With respect to the order of injunction sought against the Second Respondent, I am not satisfied that the Applicant has made out a satisfactory case against it. The Second Respondent is not privy to the contract between the Applicant and the First Respondent, nor is it concerned with all the disputes between these parties. Order 39 Rule 2 of the Civil Procedure Rules, under which this application is brought, does not cover the Second Respondent who, as I said, is not privy to any contract, the subject of challenge here. The Applicant’s contract is with the First Respondent, and it would have been legitimate to seek a restraining order against it, stopping it from committing a breach of the lease, and from handing over the property to any other person. However, there is no such prayer, either in the Application or in the Plaint, and, therefore, none can be given. The prayer against the Second Respondent is invalid. I find that there is no basis of an order against the Second Respondent; and I disallow the same with costs to the Second Respondent.

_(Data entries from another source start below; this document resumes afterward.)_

PR #389, opened 2022-06-29
fix(NODE-4356): update rewrapManyDataKey to use UpdateOne bulk ops

addaleax:
##### fix(NODE-4356): update rewrapManyDataKey to use UpdateOne bulk ops

See the ticket description. Since edb12c6b54602f68abe has already
been merged, this is required in order for rewrapManyDatakey
(as it would otherwise inadvertently destroy key information when run).

##### fix(NODE-4332): leave out bulk write in rewrapManyDataKey if unnecessary

Do not perform a bulk write if no keys are being updated.

### DIFF
--- a/bindings/node/lib/clientEncryption.js
+++ b/bindings/node/lib/clientEncryption.js
@@ -282,6 +282,10 @@ module.exports = function (modules) {
             return;
           }
 
+          if (dataKey.v.length === 0) {
+            return process.nextTick(cb, null, {});
+          }
+
           const dbName = databaseNamespace(this._keyVaultNamespace);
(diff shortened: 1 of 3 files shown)


bindings/node/lib/clientEncryption.js
```diff
@@ -282,12 +282,24 @@ module.exports = function (modules) {
             return;
           }
 
+          if (dataKey.v.length === 0) {
+            return process.nextTick(cb, null, {});
```
baileympearson, line 286: Is there a technical reason that process.nextTick is necessary here?

baileympearson (approved):

nbbeeken (approved):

Accordingly, I allow prayer 6 of the application limited to a period of three months from today, and on condition that the sum of Shs.37,433,314/= is deposited in Court as security within the next 30 days, of which Shs.5,000,000/= shall be deposited by 16th February, 2007. There shall be liberty to apply. Those are the orders of this Court.
Dated and delivered at Nairobi this 15th day of February, 2007.